The Bob Dylan Gospel Tour was unique in two respects. While Dylan had always included religious themes and allusions in his songs, this tour marked the first time that he overtly embraced Christianity as a personal faith, and discussed that faith from the stage with his audience. Also, Dylan restricted the concert setlists to include only his new Christian songs. None of his past material was included. The tour was divided into three legs over a period of seven months. The first leg included 26 concerts from November 1 to December 9. The second leg included 22 concerts from January 13 to February 9. The third leg included 29 concerts from April 17 to May 21.

The tour lineup for the first leg of the tour consisted of Bob Dylan (guitar, piano, harmonica, vocals), Spooner Oldham (keyboards, vocals), Terry Young (keyboards, vocals), Fred Tackett (guitar), Tim Drummond (bass), Jim Keltner (drums), Regina Havis (vocals), Helena Springs (vocals), and Mona Lisa Young (vocals). Typically, shows opened with vocalist Regina Havis stepping to the microphone and delivering a monologue on Christian faith. She was then joined on stage by vocalist Helena Springs, pianist Terry Young, and his wife Mona Lisa Young who performed a half dozen gospel songs, such as "If I Got My Ticket Lord", "It's Gonna Rain", "Do Lord, Remember Me", "Look Up And Live By Faith", and "Oh Freedom".

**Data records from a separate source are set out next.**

PR #180, opened 2026-09-18
Initial support for DuckDB plans

vogelsgesang:
This commit adds support for DuckDB plans. The renderer shows meaningful operator names and icons, estimated and actual cardinalities, execution timing, profile metadata, and CTE and delimiter-scan relationships. DuckDB CAPS_LOCK operator labels are displayed in lowercase as this is easier on the eyes.

The loader handles JSON EXPLAIN plans, analyzed profiles, and logical/optimized/physical stage dumps. It builds on the shared decorated JSON converter, uses DuckDB mandatory profile fields for narrow recognition, and degrades malformed or unknown content gracefully.

We also extended the shared `decorated-json-tree.ts` to support flattening of nested property objects and actual-only cardinalities. Actual-only values render as `actual/?`, keeping them distinct from estimate-only labels.

DuckDB uses the same narrow node signature to recognize plain, analyzed, and optimizer-stage plans, while leaving envelope loading permissive when the format is selected explicitly.

As a drive-by cleanup, this commit also removes the unused `jsonToStringMap` helper.


query-graphs/src/loaders/decorated-json-tree.ts
```diff
@@ -207,16 +225,19 @@ function convertDecoratedJsonValue(
...
-        const edgeWidth = actualCardinality ?? estimatedCardinality;
+    const actualCardinality = config.getActualCardinality?.(rawNode);
+    const edgeWidth = actualCardinality ?? estimatedCardinality;
+    if (edgeWidth !== undefined) {
         state.edgeWidths.push({node: convertedNode, width: edgeWidth});
         convertedNode.edgeLabel =
             actualCardinality === undefined
-                ? formatMetric(estimatedCardinality)
-                : `${formatMetric(actualCardinality)}/${formatMetric(estimatedCardinality)}`;
+                ? formatMetric(edgeWidth)
```
vogelsgesang: why `edgeWidth`? Directly using `estimatedCardinality` would be more readable?

query-graphs/src/loaders/duckdb.ts
```diff
@@ -0,0 +1,274 @@
...
+import type {Json, JsonObject} from "./loader-utils";
+import {forceToString, hasOwnProperty, hasSubObject, isJsonObject, tryToString} from "./loader-utils";
+import {buildIdMap, colorRelativeNumber, resolveCrosslinks, setRelativeEdgeWidths} from "./tree-postprocessing";
+import {InvalidPlanError, type PlanLoader} from "./types";
+
+function getExtraInfo(rawNode: JsonObject): JsonObject | undefined {
+    return hasSubObject(rawNode, "extra_info") ? rawNode["extra_info"] : undefined;
+}
+
+function parseNumber(value: Json | undefined): number | undefined {
```
vogelsgesang: move to loader utils

query-graphs/src/loaders/duckdb.ts
```diff
@@ -0,0 +1,274 @@
...
+        return Number.isFinite(value) ? value : undefined;
+    }
+    if (typeof value === "string" && value.trim() !== "") {
+        const parsed = Number(value);
+        return Number.isFinite(parsed) ? parsed : undefined;
+    }
+    return undefined;
+}
+
+function optionalString(value: Json | undefined): string | undefined {
```
vogelsgesang: do we really need this helper? Can we generalize it into loader utils? Where else can we reuse it?

query-graphs/src/loaders/duckdb.ts
```diff
@@ -0,0 +1,274 @@
...
+    return (
+        optionalString(rawNode["operator_type"]) ??
+        optionalString(rawNode["operator_name"]) ??
+        optionalString(rawNode["name"]) ??
+        "unknown"
+    );
+}
+
+function getIcon(rawNode: JsonObject): IconName | undefined {
+    const operatorType = getOperatorType(rawNode).toUpperCase();
```
vogelsgesang: here and other places: Avoid unnecessary upper-casing

query-graphs/src/loaders/decorated-json-tree.ts
vogelsgesang: 🤖 Addressed. Renamed it to `cardinality`; the separate value is needed because actual cardinality takes precedence over the estimate for edge sizing.

query-graphs/src/loaders/duckdb.ts
vogelsgesang: 🤖 Addressed. Moved the finite number/string parser to `loader-utils` as `tryToNumber`.

query-graphs/src/loaders/duckdb.ts
vogelsgesang: 🤖 Addressed. Generalized this as `tryToNonNullString` in `loader-utils` and reused it in both DuckDB and Postgres.

query-graphs/src/loaders/duckdb.ts
vogelsgesang: 🤖 Addressed. DuckDB operator and join types are now matched in their canonical emitted casing; the only remaining case conversion is the intentional CAPS_LOCK display-name heuristic.

query-graphs/src/loaders/duckdb.ts
```diff
@@ -0,0 +1,263 @@
...
+import type {Json, JsonObject} from "./loader-utils";
+import {forceToString, hasOwnProperty, hasSubObject, isJsonObject, tryToNonNullString, tryToNumber} from "./loader-utils";
+import {buildIdMap, colorRelativeNumber, resolveCrosslinks, setRelativeEdgeWidths} from "./tree-postprocessing";
+import {InvalidPlanError, type PlanLoader} from "./types";
+
+function getExtraInfo(rawNode: JsonObject): JsonObject | undefined {
+    return hasSubObject(rawNode, "extra_info") ? rawNode["extra_info"] : undefined;
+}
+
+function normalizeOperatorName(name: string): string {
```
vogelsgesang: combine with `getOperatorType`

query-graphs/src/loaders/duckdb.ts
```diff
@@ -0,0 +1,263 @@
...
+    return undefined;
+}
+
+function getDisplayName(rawNode: JsonObject): string {
+    const name = normalizeOperatorName(
+        tryToNonNullString(rawNode["operator_name"]) ??
+            tryToNonNullString(rawNode["name"]) ??
+            tryToNonNullString(rawNode["operator_type"]) ??
+            "unknown",
+    );
```
vogelsgesang: use `getOperatorType`

query-graphs/src/loaders/duckdb.ts
```diff
@@ -0,0 +1,263 @@
...
+    structuralChildKeys: ["children"],
+    alwaysPropertyKeys: [],
+    flattenPropertyObjectKeys: ["extra_info"],
+    getRenderingConfig(_nodeTypeKey, _tag, rawNode) {
+        return {icon: getIcon(rawNode)};
+    },
+    getDisplayName,
+    getCrosslinkTarget(rawNode) {
+        const operatorType = getOperatorType(rawNode);
+        if (operatorType.includes("CTE_SCAN")) {
```
vogelsgesang: why "includes" instead of `=`?

query-graphs/src/loaders/duckdb.ts
```diff
@@ -0,0 +1,263 @@
...
+        if (joinType?.includes("RIGHT")) return "right-join-symbol";
+        if (joinType?.includes("FULL")) return "full-join-symbol";
+        return "inner-join-symbol";
+    }
+    if (operatorType.includes("GROUP_BY") || operatorType.includes("AGGREGATE")) return "groupby-symbol";
+    if (operatorType.includes("ORDER_BY") || operatorType.includes("SORT") || operatorType === "TOP_N") return "sort-symbol";
+    if (operatorType.includes("FILTER") || operatorType === "LIMIT") return "filter-symbol";
+    if (
+        operatorType.includes("CTE") ||
+        operatorType.includes("DELIM_SCAN") ||
```
vogelsgesang: why "includes" instead of `=`? Justify each of the `includes`

query-graphs/src/loaders/duckdb.ts
vogelsgesang: 🤖 Addressed. Operator selection and CAPS_LOCK normalization now live together in `getOperatorType`.

query-graphs/src/loaders/duckdb.ts
vogelsgesang: 🤖 Addressed. `getDisplayName` now uses `getOperatorType`.

query-graphs/src/loaders/duckdb.ts
vogelsgesang: 🤖 Addressed. CTE scans now use a suffix match specifically to cover both `CTE_SCAN` and recursive `REC_CTE_SCAN`; the broad substring match is gone.

query-graphs/src/loaders/duckdb.ts
vogelsgesang: 🤖 Addressed. Removed every `includes` check. Exact comparisons handle individual operators; suffix checks are limited to DuckDB families with implementation prefixes, such as `HASH_JOIN`, `PIECEWISE_MERGE_JOIN`, and `PERFECT_HASH_GROUP_BY`.

query-graphs/src/loaders/duckdb.ts
```diff
@@ -0,0 +1,263 @@
...
+// DuckDB's JSON renderer wraps each plan's single root in an array.
+function isSingletonArray(json: Json): json is [Json] {
+    return Array.isArray(json) && json.length === 1;
+}
+
+function hasAnalyzedEnvelope(json: Json): json is JsonObject & {children: [Json]} {
+    return isJsonObject(json) && typeof json["query_name"] === "string" && isSingletonArray(json["children"]);
+}
+
+function isExplainAnalyzeNode(value: Json): value is JsonObject & {children: Json[]} {
```
vogelsgesang: inline

query-graphs/src/loaders/duckdb.ts
```diff
@@ -0,0 +1,263 @@
...
+function loadDuckDbPlan(json: Json): TreeDescription {
+    if (isSingletonArray(json) && isDuckNode(json[0])) {
+        return convertDuckPlan(json[0]);
+    }
+    if (hasAnalyzedEnvelope(json)) {
+        let root = json["children"][0];
+        if (isExplainAnalyzeNode(root)) {
+            if (!isSingletonArray(root["children"])) {
+                throw new InvalidPlanError("duckdb");
+            }
```
vogelsgesang: don't throw; be permissive

query-graphs/src/loaders/duckdb.ts
```diff
@@ -0,0 +1,263 @@
...
+        const value = json[key];
+        if (key === "extra_info" && isJsonObject(value) && Object.keys(value).length === 0) {
+            continue;
+        }
+        metadata.set(key, forceToString(value));
+    }
+    return metadata;
+}
+
+function combinePlanStages(stages: [string, Json][]): TreeDescription {
```
vogelsgesang, line 204: should we pull this out and reuse across different loaders? Where would this best live? in tree-utils, as a generic `combineTrees` maybe?

query-graphs/src/loaders/duckdb.ts
```diff
@@ -0,0 +1,263 @@
...
+            }
+            root = root["children"][0];
+        }
+        return convertDuckPlan(root, analyzeMetadata(json));
+    }
+    const stages = getPlanStages(json);
+    if (stages !== undefined) {
+        return combinePlanStages(stages);
+    }
+    throw new InvalidPlanError("duckdb");
```
vogelsgesang: restructure to be permissive. E.g., maybe use `return convertDuckPlan(json[0]);` as the fallback here and remove the initial `isSingletonArray(json) && isDuckNode(json[0])` branch?

query-graphs/src/loaders/duckdb.ts
```diff
@@ -0,0 +1,263 @@
...
+    ["logical_opt", "optimized logical plan"],
+    ["physical_plan", "physical plan"],
+]);
+
+function getPlanStages(json: Json): [string, Json][] | undefined {
+    if (!isJsonObject(json) || !Array.from(stageNames.keys()).every((key) => hasOwnProperty(json, key))) {
+        return undefined;
+    }
+    const stages: [string, Json][] = [];
+    for (const [key, name] of stageNames) {
```
vogelsgesang: currenlty we drop unrecognized stages. We shouldn't do so. We should use the names only as hints and forward unknown stages as they are. Also, we don't actually need the pretty printing of the names here.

After a brief interlude, Dylan and his backing band emerged and performed typically a 17-song set consisting of songs from the album Slow Train Coming and additional new Christian songs, most of which would end up on his follow-up album Saved. He opened most shows with "Gotta Serve Somebody", "I Believe in You", "When You Gonna Wake Up", "When He Returns", and "Man Gave Names to All the Animals", and the setlists did not vary significantly from night to night. Halfway through the set, following the song "Covenant Woman", one of his backing vocalists would take center stage and perform a gospel song while Dylan stood to the side and listened. These songs included "Put Your Hand in the Hand" (sung by Regina Havis), "What Are You Doing With Your Heart" (sung by Helena Springs), and "God Uses Ordinary People" (sung by Mona Lisa Young). Most shows ended with "Solid Rock", "Saving Grace", "Saved", "What Can I Do for You?", "In the Garden", "Are You Ready", and "Pressing On". Dylan performed most of the songs playing a black Fender Stratocaster guitar. He performed a few songs with just a microphone, and played piano on "When He Returns" and "Pressing On". Dylan's one harmonica solo on "What Can I Do for You?" was one of the highlights of his shows. The first leg of the tour ended with a two-night engagement at the Music Hall in Tucson.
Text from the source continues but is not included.